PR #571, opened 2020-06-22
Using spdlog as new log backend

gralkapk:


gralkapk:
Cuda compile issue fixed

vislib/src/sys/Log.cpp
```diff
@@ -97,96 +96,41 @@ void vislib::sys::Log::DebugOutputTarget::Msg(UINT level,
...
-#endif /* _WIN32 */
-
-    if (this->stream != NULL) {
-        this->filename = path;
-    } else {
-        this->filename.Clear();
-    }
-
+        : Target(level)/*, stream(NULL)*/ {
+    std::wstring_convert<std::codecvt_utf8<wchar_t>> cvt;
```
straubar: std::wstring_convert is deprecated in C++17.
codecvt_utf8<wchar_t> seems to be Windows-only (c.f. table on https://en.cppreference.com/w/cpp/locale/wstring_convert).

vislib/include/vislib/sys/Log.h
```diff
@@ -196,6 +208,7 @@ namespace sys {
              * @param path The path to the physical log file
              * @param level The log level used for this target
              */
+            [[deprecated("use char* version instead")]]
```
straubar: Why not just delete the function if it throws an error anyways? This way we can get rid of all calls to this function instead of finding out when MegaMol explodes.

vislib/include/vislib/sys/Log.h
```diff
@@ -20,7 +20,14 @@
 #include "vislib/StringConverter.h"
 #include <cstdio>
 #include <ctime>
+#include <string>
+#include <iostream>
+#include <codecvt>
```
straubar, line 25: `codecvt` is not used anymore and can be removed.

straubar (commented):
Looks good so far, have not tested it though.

▬▬▬

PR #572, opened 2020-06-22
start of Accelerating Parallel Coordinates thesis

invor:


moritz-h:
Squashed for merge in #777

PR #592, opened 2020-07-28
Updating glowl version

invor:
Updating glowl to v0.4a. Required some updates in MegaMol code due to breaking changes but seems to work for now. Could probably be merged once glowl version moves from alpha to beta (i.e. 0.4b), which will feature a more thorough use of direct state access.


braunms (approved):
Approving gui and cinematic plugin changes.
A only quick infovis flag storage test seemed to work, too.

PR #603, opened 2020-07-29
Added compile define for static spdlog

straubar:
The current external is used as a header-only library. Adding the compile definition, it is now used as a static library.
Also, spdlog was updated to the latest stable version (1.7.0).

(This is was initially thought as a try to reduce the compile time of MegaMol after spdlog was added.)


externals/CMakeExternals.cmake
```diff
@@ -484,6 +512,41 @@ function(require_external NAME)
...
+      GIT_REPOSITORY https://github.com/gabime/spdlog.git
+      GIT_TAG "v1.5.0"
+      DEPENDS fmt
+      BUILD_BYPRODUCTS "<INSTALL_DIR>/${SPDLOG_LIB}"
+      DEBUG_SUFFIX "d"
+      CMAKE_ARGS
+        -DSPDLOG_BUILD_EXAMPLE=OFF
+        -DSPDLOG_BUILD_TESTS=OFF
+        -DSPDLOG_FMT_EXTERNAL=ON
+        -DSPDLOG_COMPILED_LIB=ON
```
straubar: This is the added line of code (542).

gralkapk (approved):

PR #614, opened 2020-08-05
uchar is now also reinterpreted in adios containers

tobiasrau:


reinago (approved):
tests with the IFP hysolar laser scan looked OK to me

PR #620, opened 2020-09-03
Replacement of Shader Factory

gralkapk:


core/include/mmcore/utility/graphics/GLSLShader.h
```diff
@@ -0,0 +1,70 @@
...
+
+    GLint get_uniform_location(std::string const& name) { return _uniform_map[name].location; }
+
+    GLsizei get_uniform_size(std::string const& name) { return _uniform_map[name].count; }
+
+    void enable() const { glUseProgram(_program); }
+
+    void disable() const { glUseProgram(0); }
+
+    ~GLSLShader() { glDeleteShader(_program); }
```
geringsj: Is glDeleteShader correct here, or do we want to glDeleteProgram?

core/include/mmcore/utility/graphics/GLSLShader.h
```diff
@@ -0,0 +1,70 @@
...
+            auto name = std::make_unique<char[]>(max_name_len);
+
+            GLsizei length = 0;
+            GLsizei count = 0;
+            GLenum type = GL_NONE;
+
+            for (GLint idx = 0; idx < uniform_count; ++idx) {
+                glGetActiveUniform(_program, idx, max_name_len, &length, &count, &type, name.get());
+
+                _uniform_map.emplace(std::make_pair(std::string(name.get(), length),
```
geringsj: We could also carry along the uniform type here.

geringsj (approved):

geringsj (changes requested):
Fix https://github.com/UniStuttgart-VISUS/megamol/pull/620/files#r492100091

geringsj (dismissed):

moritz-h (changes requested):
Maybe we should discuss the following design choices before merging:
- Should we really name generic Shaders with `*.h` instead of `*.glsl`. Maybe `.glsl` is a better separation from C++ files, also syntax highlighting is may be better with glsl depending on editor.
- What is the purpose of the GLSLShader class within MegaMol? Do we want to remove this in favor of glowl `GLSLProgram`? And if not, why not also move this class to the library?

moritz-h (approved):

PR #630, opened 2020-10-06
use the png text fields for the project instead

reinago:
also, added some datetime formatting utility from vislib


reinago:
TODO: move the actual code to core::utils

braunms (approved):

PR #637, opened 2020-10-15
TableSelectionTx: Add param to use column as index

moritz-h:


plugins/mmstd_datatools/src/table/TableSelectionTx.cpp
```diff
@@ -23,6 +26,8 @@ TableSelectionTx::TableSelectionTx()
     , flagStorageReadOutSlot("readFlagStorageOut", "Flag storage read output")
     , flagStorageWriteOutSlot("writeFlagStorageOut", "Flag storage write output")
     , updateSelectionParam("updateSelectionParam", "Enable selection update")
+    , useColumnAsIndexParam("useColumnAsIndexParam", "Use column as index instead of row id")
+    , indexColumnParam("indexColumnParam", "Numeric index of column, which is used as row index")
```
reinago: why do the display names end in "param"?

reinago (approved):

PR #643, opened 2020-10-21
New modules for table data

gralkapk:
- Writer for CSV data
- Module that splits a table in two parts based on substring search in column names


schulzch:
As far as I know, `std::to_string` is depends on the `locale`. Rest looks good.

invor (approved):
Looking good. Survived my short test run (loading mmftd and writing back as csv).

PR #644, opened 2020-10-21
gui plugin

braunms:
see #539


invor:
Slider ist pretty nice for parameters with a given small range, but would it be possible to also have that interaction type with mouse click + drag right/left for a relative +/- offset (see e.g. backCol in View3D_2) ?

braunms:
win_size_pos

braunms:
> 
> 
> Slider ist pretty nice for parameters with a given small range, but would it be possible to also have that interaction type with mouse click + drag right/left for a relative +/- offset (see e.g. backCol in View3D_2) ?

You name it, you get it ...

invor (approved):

▬▬▬

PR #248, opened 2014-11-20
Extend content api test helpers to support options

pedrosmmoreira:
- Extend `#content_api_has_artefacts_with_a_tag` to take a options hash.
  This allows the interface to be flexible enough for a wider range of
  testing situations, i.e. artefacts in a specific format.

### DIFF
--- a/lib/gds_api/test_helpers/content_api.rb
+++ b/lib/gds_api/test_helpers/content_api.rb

▬▬▬

_WORK ORDER_.
Each line that contains "Updating" is to be copied from the listing above.

_OUTPUT BELOW_.
Updating glowl version
Updating glowl to v0.4a. Required some updates in MegaMol code due to breaking changes but seems to work for now. Could probably be merged once glowl version moves from alpha to beta (i.e. 0.4b), which will feature a more thorough use of direct state access.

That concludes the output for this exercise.